Anderson, 63, of Bowman, was ordered two years ago to pay $60,000 and forfeit his hunting privileges, for killing eagles and other federal wildlife violations. He now has been charged in state court with other hunting-related crimes, including possession of a weapon by a convicted felon.

Art Cox, a Bowman-based game warden with the state Game and Fish Department, said tips from hunters and other residents in the county led to the recent charges.

"He's well-known in the community," Cox said.

Anderson is accused of hunting and assisting hunters while his hunting and outfitting privileges were suspended; harassing and assaulting other hunters and driving a vehicle in a state wildlife area that is off-limits to vehicles.

"He has not stopped," Bowman County State's Attorney Nici Meyer Clarkson said. "He is not following through with his suspension of hunting privileges."

The state charges against Anderson are misdemeanors, and a court hearing for him has been set for Feb. 14, she said.

Anderson did not immediately return telephone calls on Thursday. His attorney, Ralph Vinje, of Bismarck, was in Puerto Rico and could not be reached for comment, Vinje's secretary said.

In 2006, Anderson who ran the Stage Creek Hunting and Guide Service, pleaded guilty to charges of killing federally protected raptors, taking deer out of season and without a proper license, and helping hunters transport an illegal amount of pheasants out of state, prosecutors said.

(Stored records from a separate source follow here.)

PR #426, opened 2016-07-20
Nl

puneith:
@jerjou @waprin please review.


language/movie_nl/main.py
```diff
@@ -0,0 +1,367 @@
...
+                items.append(entity_item)
+            elif sentiment == 'neg' and sent < 0:
+                items.append(entity_item)
+        else:
+            items.append(entity_item)
+
+    items.sort(reverse=True)
+    items = [json.dumps(item[1]) for item in items]
+
+    if reverse_bool:
```
waprin: sorry if I'm misunderstanding this, but it looks like you are reversing then condtionally reverse again. any way to write to just conditionally reverse once?

language/movie_nl/main.py
```diff
@@ -0,0 +1,367 @@
...
+    service = get_service()
+
+    reader = document_generator(input_dir, sample)
+
+    # Process the movie documents
+    process_movie_reviews(service, reader, sentiment_writer, entity_writer)
+
+    # close reader and writers
+    sentiment_writer.close()
+    entity_writer.close()
```
waprin: if there's no way to do a with: clause with files from argparse, i would at least put this in a try: finally clause.

language/movie_nl/main.py
```diff
@@ -0,0 +1,366 @@
...
+def analyze_document(service, document):
+    """Analyze the document and get the distribution of sentiments and
+    the movie name."""
+    logging.info('Analyzing {}'.format(document.doc_id))
+
+    sentences, entities = document.extract_all_sentences(service)
+
+    try:
+        sentiments = [get_sentiment(service, sentence) for sentence in sentences]
+    except HttpError as e:
```
jerjou: This try/catch is unnecessary.

language/movie_nl/main.py
```diff
@@ -0,0 +1,366 @@
...
+    }
+
+    return body
+
+def get_response_with_retry(request, tries, retry=3):
+    """Get the response using re-try"""
+    try:
+        response = request.execute()
+        return response
+    except HttpError as e:
```
jerjou: This except block is unnecessary

language/movie_nl/main.py
```diff
@@ -0,0 +1,366 @@
...
+        },
+        'encoding_type': 'UTF32'
+    }
+
+    return body
+
+def get_response_with_retry(request, tries, retry=3):
+    """Get the response using re-try"""
+    try:
+        response = request.execute()
```
jerjou: FYI you can just pass in a `num_retries` parameter to `execute`, which will do nice things like exponential backoff, and also won't retry on user error.
[reference](https://google.github.io/google-api-python-client/docs/epy/googleapiclient.http.HttpRequest-class.html)

language/movie_nl/main.py
```diff
@@ -0,0 +1,366 @@
...
+
+    sentiment = response.get("documentSentiment")
+
+    if sentiment is None:
+        return (None, None)
+    else:
+        pol = sentiment.get("polarity")
+        mag = sentiment.get("magnitude")
+
+    if pol is None and mag is not None:
```
jerjou: Have you seen this happen? If so, can you add a comment on the situations in which this can happen?

language/movie_nl/main.py
puneith: I was looking for that exact thing when I asked Mona. Should have asked you. Thanks!

language/movie_nl/main.py
```diff
@@ -0,0 +1,366 @@
...
+    """Get the sentence-level sentiment."""
+    body = get_request_body(
+        sentence, syntax=False, entities=True, sentiment=True)
+
+    docs = service.documents()
+    request = docs.annotateText(body=body)
+
+    response = get_response_with_retry(request, 1)
+
+    sentiment = response.get("documentSentiment")
```
jerjou: Prefer single quotes to double quotes (except for docstrings)

language/movie_nl/main.py
```diff
@@ -0,0 +1,366 @@
...
+
+
+class Document(object):
+    """Document class captures a single document of movie reviews."""
+
+    def __init__(self, text, doc_id, doc_path):
+        self.text = text
+        self.doc_id = doc_id
+        self.doc_path = doc_path
+        self.sentent_pair = None
```
jerjou: Can you either give this property a more descriptive name (it's hard to know out-of-context what `sentent` is supposed to mean), or split it into two properties with descriptive names?

language/movie_nl/main.py
puneith: Yes I have. This is a bug in API which might have been fixed now. I didn't want to explicitly say "fixing because of a bug" or maybe I should?

language/movie_nl/main.py
```diff
@@ -0,0 +1,366 @@
...
+        self.label = None
+
+    def extract_all_sentences(self, service):
+        """Extract the sentences in a document."""
+
+        if self.sentent_pair is None:
```
jerjou: nit: I'd just check if it's `not None` and return it immediately, which lets you dedent the rest of the function.

language/movie_nl/main.py
```diff
@@ -0,0 +1,366 @@
...
+            request = docs.annotateText(body=request_body)
+
+            ent_list = []
+
+            response = request.execute()
+            entities = response.get('entities', [])
+            sentences = response.get('sentences', [])
+
+            sent_list = [
+                sentence.get('text').get('content') for sentence in sentences
```
jerjou: sentence.get('text', {}).get...

If you're using `.get`, it means you might be getting `None`, which will error if you try to `.get` it.

language/movie_nl/main.py
```diff
@@ -0,0 +1,366 @@
...
+def get_wiki_title(wiki_url):
+    """Get the wikipedia page title for a given wikipedia URL."""
+    try:
+        content = requests.get(wiki_url).text
+        return content.split('title')[1].split('-')[0].split('>')[1].strip()
+    except:
+        return os.path.basename(wiki_url).replace('_', ' ')
+
+
+def to_entity_json(entity, e_tuple):
```
jerjou: Can you give `e_tuple` a more descriptive name? It's hard to know what it is.

language/movie_nl/main.py
```diff
@@ -0,0 +1,366 @@
...
+
+    return json.dumps(json_doc)
+
+
+def get_sentiment_entities(service, document):
+    """Compute the overall sentiment volume in the document"""
+
+    try:
+        sentiments, entities = analyze_document(service, document)
+    except HttpError as e:
```
jerjou: unnecessary try/catch

language/movie_nl/main.py
```diff
@@ -0,0 +1,366 @@
...
+
+    sentiment_writer.flush()
+    entity_writer.flush()
+
+
+def document_generator(dir_path_pattern, count=None):
+    """Generator for the input movie documents."""
+    for running_count, item in enumerate(glob.iglob(dir_path_pattern)):
+        if count and running_count >= count:
+            raise StopIteration()
```
jerjou: FYI the more pythonic way to do this is to slice the list being iterated over:

    for item in glob.iglob(dir_name_pattern)[:count]:

If `count` is `None`, it will correctly give you the entire list.

language/movie_nl/main.py
```diff
@@ -0,0 +1,366 @@
...
+        else:
+            items.append(entity_item)
+
+    items.sort(reverse=reverse_bool)
+    items = [json.dumps(item[1]) for item in items]
+
+    if topn:
+        print('\n'.join(items[:topn]))
+    else:
+        print('\n'.join(items))
```
jerjou: Similarly here - if you default `--sample` to `None` below (when adding the `--sample` argument to `rank_parser`), you can omit the conditionals here and simply do:

    print('\n'.join(items[:topn]))

language/movie_nl/main.py
```diff
@@ -0,0 +1,366 @@
...
+
+def get_service():
+    """Build a client to the Google Cloud Natural Language API."""
+
+    credentials = GoogleCredentials.get_application_default()
+    scoped_credentials = credentials.create_scoped(
+        ['https://www.googleapis.com/auth/cloud-platform'])
+    http = httplib2.Http()
+    scoped_credentials.authorize(http)
+    return discovery.build('language', 'v1beta1', http=http)
```
jerjou: FYI now that the api is public, you can just do:

    return discovery.build('language', 'v1beta1' ,credentials=GoogleCredentials.get_application_default())

language/movie_nl/main.py
```diff
@@ -0,0 +1,366 @@
...
+
+
+def analyze(input_dir, sentiment_writer, entity_writer, sample, log_file):
+    """Movie demo main program"""
```
jerjou: Oh - can you update this doc string?

language/movie_nl/main.py
jerjou: Actually, I think all three (well, four including the comment) of these lines can be removed. The files will be closed once the script executes, no? And the reader is a generator, so doesn't need to be closed.

language/movie_nl/requirements.txt
```diff
@@ -0,0 +1,3 @@
+urlparse2==1.1.1
```
jerjou: This seems vestigial

language/movie_nl/main_test.py
```diff
@@ -0,0 +1,82 @@
...
+
+    assert sentiments[1].get('sentiment') == 1.0
+    assert sentiments[1].get('label') == 1
+
+    # assert entities
+    assert len(entities) == 1
+    assert entities[0].get('name') == 'Tom Cruise'
+    assert (entities[0].get('wiki_url') ==
+            'http://en.wikipedia.org/wiki/Tom_Cruise')
+    assert entities[0].get('sentiment') == 2.0
```
jerjou: Can you add a test for `rank_entities`?
Can you also either add a test for `analyze`, or modify the `process_movie_reviews` test to test `analyze` instead?

language/movie_nl/main.py
jerjou: Haha - nah. Good call :)

language/movie_nl/main.py
puneith: Yes. Cool

jerjou:
Mostly some clean-up and readability stuff. Also make sure to run

    nox -s lint -- language/movie_nl

and fix the lint errors to keep travis happy.

language/movie_nl/main_test.py
puneith: I will add the test. But for the test for analyze that's why I am tetsing process_movie_reviews because thats where the end to end work is done. DIP for process_movie_reviews since analyze creates the reader and service inside.

jerjou: (What's "DIP"?)

Yeah - I was thinking that `process_movie_reviews` was most of the test anyway. I did want to try to address the concern last night that the tests didn't catch a bunch of the issues we had, though, and figured more thoroughness in testing might help. I dunno - use your judgment I guess.

language/movie_nl/main.py
puneith: This is a genrator

language/movie_nl/main_test.py
puneith: Dependency Injection Principle

puneith:
@jerjou PTAL

language/movie_nl/main.py
waprin: I don't think Python interpreters guarantee files are closed at exit, maybe in practice they are but I think it's best practice to close them.

puneith: No guarantee and so fd's can pile up.

puneith:
Damn testing against some different nox perhaps.

language/movie_nl/main.py
jonparrott: I would much prefer you to just pass in filenames form argparse instead of complex types.

puneith: Ok I never noticed this change Jerjou made. I agree with you on that. Jerjou did you have other thoughts?

language/movie_nl/main.py
jerjou: Oh - do you mean that `glob.iglob` is a generator? In that case, you could use `itertools.islice(glob..., count)`, but I guess that doesn't make it much simpler (though still more pythonic).

Anyway, not a big deal.

language/movie_nl/main.py
```diff
@@ -0,0 +1,342 @@
...
+    try:
+        content = requests.get(wiki_url).text
+        return content.split('title')[1].split('-')[0].split('>')[1].strip()
+    except:
+        return os.path.basename(wiki_url).replace('_', ' ')
+
+
+def to_entity_json(entity, entity_sentiment):
+    """Convert the entity info to json."""
+    json_doc = {}
```
waprin: Think some more explanation of args would make it more readable

language/movie_nl/main.py
jerjou: I tend to prefer the `type`s that argparse provides (they keep the type casting to the part of the program that should care about it a la Single Responsibility Principle), but I'll defer to Jon.

language/movie_nl/main_test.py
```diff
@@ -80,3 +81,31 @@ def test_process_movie_reviews():
...
+
+def test_rank_positive_entities():
+    reader = [
+        '{"avg_sentiment": -12.0, "name": "Patrick Macnee", "sentiment": -12.0}',
+        '{"avg_sentiment": 5.0, "name": "Paul Rudd", "sentiment": 5.0}',
+        '{"avg_sentiment": -5.0, "name": "Martha Plimpton", "sentiment": -5.0}',
+        '{"avg_sentiment": 7.0, "name": "Lucy (2014 film)", "sentiment": 7.0}'
+    ]
+
+    sys.stdout = writer = StringIO.StringIO()
```
jerjou: Use `capsys`: [example](https://github.com/GoogleCloudPlatform/python-docs-samples/blob/master/storage/api/crud_object_test.py#L19)

language/movie_nl/main.py
```diff
@@ -0,0 +1,342 @@
...
+def process_movie_reviews(service, reader, sentiment_writer, entity_writer):
+    """Perform some sentiment math and come up with movie review."""
+    collected_entities = {}
+
+    for document in reader:
+        try:
+            sentiment_total, entities = get_sentiment_entities(
+                service, document)
+        except HttpError as e:
+            logging.error("Error process_movie_reviews {}".format(e.content))
```
jerjou: Prefer single quotes to double quotes

jerjou:
After `capsys` fix, LGTM if waprin, jonparrott, and travis are happy :)

puneith:
@jonparrott @waprin PTAL

waprin:
I know you are trying to get this merged and I am fine to LGTM it but maybe a followup commit with more doc strings? I know people don't want spurious docstrings and think params are "obvious" but I think we overestimate how obvious things are. For example at one point you take `entity_sentiment` as a param and then do `avg_sentiment = float(entity_sentiment[0]) / float(entity_sentiment[1]`...so entity sentiment is a tuple with two items that need to be cast to floats? Especially given Python is an untyped language, a short docstring explaining the types of the params would make the code easier to follow.

jonparrott:
> a short docstring explaining the types of the params would make the code easier to follow.

In general, all non-primitive parameters should be explained. You can either do this within the long description or in an args section- whichever makes the most sense.

Also I'm curious as to why it's necessary to pass a fixed-length list as an argument when two separate parameters would do just as well?

language/movie_nl/main.py
```diff
@@ -0,0 +1,342 @@
...
+    """Get the wikipedia page title for a given wikipedia URL."""
+    try:
+        content = requests.get(wiki_url).text
+        return content.split('title')[1].split('-')[0].split('>')[1].strip()
+    except:
+        return os.path.basename(wiki_url).replace('_', ' ')
+
+
+def to_entity_json(entity, entity_sentiment):
+    """Convert entities and their associated sentiment to json."""
```
waprin: This is one place I think doc strings will help.

As Jon says I think for self-explanatory string types or int types, we can skip doc strings, otherwise we should have them

language/movie_nl/main.py
```diff
@@ -0,0 +1,389 @@
...
+        default=None
+        )
+
+    analyze_parser = subparsers.add_parser('analyze')
+
+    analyze_parser.add_argument(
+        '--inp', help='location of the input', required=True)
+    analyze_parser.add_argument(
+        '--sout', help='location of the sentiment output', required=True,
+        type=argparse.FileType('w'))
```
waprin: I thought conversation above ended up with us saying we weren't doing FileType argparse stuff?

puneith: Actually it never ended with that conclusion. The debate was still on. To actually think of it this does abstract away the file opening which is nice :)

jonparrott: Nice for who? The person reading this for the first time will likely have
to go to the argparse docs to figure out what exactly is going on here.

puneith: Well thats true of any abstraction. This is saving us an extra step.

waprin: Well at a minimum the file closing needs to be  in a try: finally to close it, and the thing I like least about this is lack of clear semantics for closing the file. But I'm not a huge fan of this argparse feature and neither is Jon so while it's a small thing that could go either way, I think that's enough consensus to get rid of it.

puneith: @waprin @jonparrott Ok then we will get rid. Should we get rid before merge or can we do that after merge?

waprin: It's of course better to do before merge. If you think there's a launch-related urgency then we can merge.

puneith: Ok PTAL at the fix.

waprin:
LGTM

waprin:
Given Traivs passes I'm sure it's fine but is this a nox issue?

```
import file mismatch:
imported module 'main_test' has this __file__ attribute:
  /Users/waprin/code/python-docs-samples/language/movie_nl/main_test.py
which is not the same as the test file we want to collect:
  /Users/waprin/code/python-docs-samples/language/ocr_nl/main_test.py
```

waprin:
That's when I just run 

` nox --session tests -- language/`

puneith:
So when I do nox it is successful. I see there is movie_nl and ocr_nl in your output above? Is this something with ocr? Donno?

waprin:
Are you doing just nox or the command I ran that just does the language directory? It passes on Travis so likely an issue on my laptop ,just mentioning here....

puneith:
@waprin I had to update the README and also get rid of the FileType for the rank feature.

waprin:
alright i just ran commands again and worked for me. meeeerge away

waprin:
I still have that test issue but again pretty sure it's nox related. out of curiosity can you try that? `nox --session tests -- language`

jonparrott:
You need to specify the individual sample -- language/movie_nl

jerjou:
Next time you merge, can you please squash your commits?

jonparrott:
Please let Jerjou, Bill, or Myself merge in the future, just for consistency. I'm going to manually squash these commits.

He also guided hunters on private land, spotlighted cottontail rabbits, and participated in shooting shotguns from a moving vehicle at raptors, pheasants and deer, prosecutors said.

Anderson was ordered to pay $60,000 in fines and restitution and was ordered to forfeit hunting and outfitting privileges and hunting equipment, including five guns.

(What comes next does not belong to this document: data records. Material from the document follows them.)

Issue #424, opened 2016-07-18
Speech API not working for some files


BalaExotel:
Though speech_rest API worked correctly for the given resources, it returned null JSON everytime whenever I passed other audio files in raw format (16-bit, little endian, 16KHz)?

I've attached screenshot of the error. I've also attached that audio file as ZIP (Though the conversation is in another language, it has a few English words like "Hello" which I want to capture.).

![googlecloudasr](https://cloud.githubusercontent.com/assets/15904944/16906406/fffc28ae-4cd4-11e6-9dac-0b16a5c943d0.png)
[Hello1.raw.zip](https://github.com/GoogleCloudPlatform/python-docs-samples/files/368360/Hello1.raw.zip)

jonparrott:
@puneith or @jerjou can you take a look?

edesaintchamas:
Same issue:

The provided .raw files are working:
`$ python speech_rest.py resources/audio2.raw`
`{"results": [{"alternatives": [{"confidence": 0.97258663, "transcript": "the rain in Spain stays mainly on the plain"}]}]}`

But the provided FLAC does not
`$ python speech_rest.py resources/audio.flac`
`{}`

I also tried with voice samples I found online (https://archive.org/details/VoiceSample) I also just get `{}`, no results or error are provided

puneith:
Can you please edit the speech_rest.py file (in line 63) and change the encoding to "FLAC". I will open a ticket to make this configurable.

BalaExotel:
Hey,

I did NOT pass a FLAC filr.

I passed in a "raw" format file. It worked for the raw files in the
resources directory. When I passed our own 16-bit little endian 16 KHz
sampled raw audio file, it printed null set.

PFA the raw file. Thanks.



Balaraman Lakshmanan | Research Engineer | +91 9900531463
Website <http://exotel.in/> | We’re Hiring <http://exotel.in/about/careers/> |
Twitter <https://twitter.com/balaramanl> | LinkedIn
<https://in.linkedin.com/in/balaramanl>

jerjou:
To be fair, I didn't understand the audio file either :-)

I think at least one of the main issues here is that it wasn't obvious that the api looks for english (US) by default if you don't specify the language. I'm updating the sample to explicitly state the language, and add a link to the config docs so you can look up other languages you can specify.

[...]

PR #429, opened 2016-07-22
Add comments for config options.

jerjou:
Some folks were tripping up on this.

Addresses #424

### DIFF
--- a/speech/api/speech_async_grpc.py
+++ b/speech/api/speech_async_grpc.py
@@ -59,8 +59,14 @@ def main(input_uri, encoding, sample_rate):
     # https://github.com/googleapis/googleapis/blob/master/google/cloud/speech/v1beta1/cloud_speech.proto
     response = service.AsyncRecognize(cloud_speech_pb2.AsyncRecognizeRequest(
         config=cloud_speech_pb2.RecognitionConfig(
-            encoding=encoding,
-            sample_rate=sample_rate,
+            # There are a bunch of config options you can specify. See
+            # https://goo.gl/A6xv5G for the full list.
+            encoding=encoding,  # one of LINEAR16, FLAC, MULAW, AMR, AMR_WB
+            sample_rate=sample_rate,  # the rate in hertz
+            # See
+            # https://g.co/cloud/speech/docs/best-practices#language_support
+            # for a list of supported languages.
+            language_code='en-US',  # a BCP-47 language tag
         ),
         audio=cloud_speech_pb2.RecognitionAudio(
             uri=input_uri,
--- a/speech/api/speech_async_rest.py
+++ b/speech/api/speech_async_rest.py
@@ -57,8 +57,12 @@ def main(speech_file):
     service_request = service.speech().asyncrecognize(
         body={
             'config': {
-                'encoding': 'LINEAR16',
-                'sampleRate': 16000
+                # There are a bunch of config options you can specify. See
+                # https://goo.gl/EPjAup for the full list.
+                'encoding': 'LINEAR16',  # raw 16-bit signed LE samples
+                'sampleRate': 16000,  # 16 khz
+                # See https://goo.gl/DPeVFW for a list of supported languages.
+                'languageCode': 'en-US',  # a BCP-47 language tag
             },
             'audio': {
                 'content': speech_content.decode('UTF-8')
--- a/speech/api/speech_grpc.py
+++ b/speech/api/speech_grpc.py
@@ -56,8 +56,14 @@ def main(input_uri, encoding, sample_rate):
     # https://github.com/googleapis/googleapis/blob/master/google/cloud/speech/v1beta1/cloud_speech.proto
     response = service.SyncRecognize(cloud_speech.SyncRecognizeRequest(
         config=cloud_speech.RecognitionConfig(
-            encoding=encoding,
-            sample_rate=sample_rate,
+            # There are a bunch of config options you can specify. See
+            # https://goo.gl/A6xv5G for the full list.
+            encoding=encoding,  # one of LINEAR16, FLAC, MULAW, AMR, AMR_WB
+            sample_rate=sample_rate,  # the rate in hertz
+            # See
+            # https://g.co/cloud/speech/docs/best-practices#language_support
+            # for a list of supported languages.
+            language_code='en-US',  # a BCP-47 language tag
         ),
         audio=cloud_speech.RecognitionAudio(
             uri=input_uri,
--- a/speech/api/speech_rest.py
+++ b/speech/api/speech_rest.py
@@ -60,8 +60,12 @@ def main(speech_file):
     service_request = service.speech().syncrecognize(
         body={
             'config': {
-                'encoding': 'LINEAR16',
-                'sampleRate': 16000
+                # There are a bunch of config options you can specify. See
+                # https://goo.gl/EPjAup for the full list.
+                'encoding': 'LINEAR16',  # raw 16-bit signed LE samples
+                'sampleRate': 16000,  # 16 khz
+                # See https://goo.gl/DPeVFW for a list of supported languages.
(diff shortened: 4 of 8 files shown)


puneith:
Do we want to make the language a parameter to the code or just the way it is so they need to edit the py file?

jonparrott:
Lgtm

jerjou:
Updated PR to update all the samples in this dir with similar comments. PTAL.

jonparrott:
Please do those as separate PRs in the future. :)

speech/api/speech_async_grpc.py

Authorities said at that time it was the largest total in fines and restitution assessed for wildlife-related crimes in North Dakota.

Anderson was sentenced in federal court to two years of supervised probation, including a period of home confinement. He was prohibited from hunting worldwide for two years and in North Dakota for six years, and was barred from possessing firearms for the rest of his life.

The recent charges stemmed from incidents from March 2006 to November 2007. Cox said two of the charges happened on the opening days of the deer season last year, when Anderson was spotted hunting and assisting other hunters, both in violation of his federal sentence.

Anderson has a farm next to a state wildlife area that is open to public hunting, Cox said. Anderson allegedly harassed hunters who were using the public hunting grounds, and in one instance, allegedly punched a hunter who had gone on Anderson's property to retrieve his bird dog, Cox said.


----------



## blhunter3 (May 5, 2007)

They need to put him in jail and throw away the key. He is ruining the whole hunting expereince.


----------



## Dak (Feb 28, 2005)

Jail time and a fine to cover the cost of that jail time is a sentence I love.


----------



## tb (Jul 26, 2002)

As I've said many times, repeat offenses need to be charged out as felonies. Contact your legislators.


----------



## headshot (Oct 26, 2006)

> As I've said many times, repeat offenses need to be charged out as felonies. Contact your legislators.


True, at least the locals aren't taking his crap anymore. How much you wanna bet he gets busted again?


----------



## nodakoutdoors.com (Feb 27, 2002)

Isn't he on probation? I thought when you break probation you go to jail?


----------



## HUNTNFISHND (Mar 16, 2004)

Chris Hustad said:


> Isn't he on probation? I thought when you break probation you go to jail?


I did too. His attorney is in Puerto Rico, this guy must of paid for his vacation. :eyeroll:


----------



## g/o (Jul 13, 2004)

> Although his conviction in federal court means he is prohibited from possessing a firearm, Anderson will not face additional federal charges.
> 
> "The information that I received was that the possession, if the facts are true, didn't amount to anything significant," said Assistant U.S. Attorney Cameron Hayden, who prosecutes cases involving federal wildlife violations. "Other than that, the federal government is not involved in the current charges."


From the Bismarck paper, Anderson was on Federal Probation not the state. Looks as they are not interested in going after him.


----------



## HUNTNFISHND (Mar 16, 2004)

G/O,

Where did that quote come from?


----------



## g/o (Jul 13, 2004)

http://www.bismarcktribune.com/articles ... 147802.txt


----------



## Bob Kellam (Apr 8, 2004)

Bowman, N.D., outfitter pleads not guilty to hunting, other violations
Associated Press, The Forum
Published Friday, February 15, 2008

BISMARCK, N.D. (AP) - A former outfitter who lost his hunting privileges for federal wildlife-related crimes has pleaded not guilty to new state charges.

Warren Anderson, 63, was ordered two years ago to pay $60,000 and forfeit his hunting privileges, for killing eagles and other federal wildlife violations. He is charged in state court with other hunting-related crimes, including possession of a weapon by a convicted felon.

Bowman County State's Attorney Nici Meyer Clarkson said Anderson pleaded not guilty to the state crimes in early February.

A trial date has not been set.


----------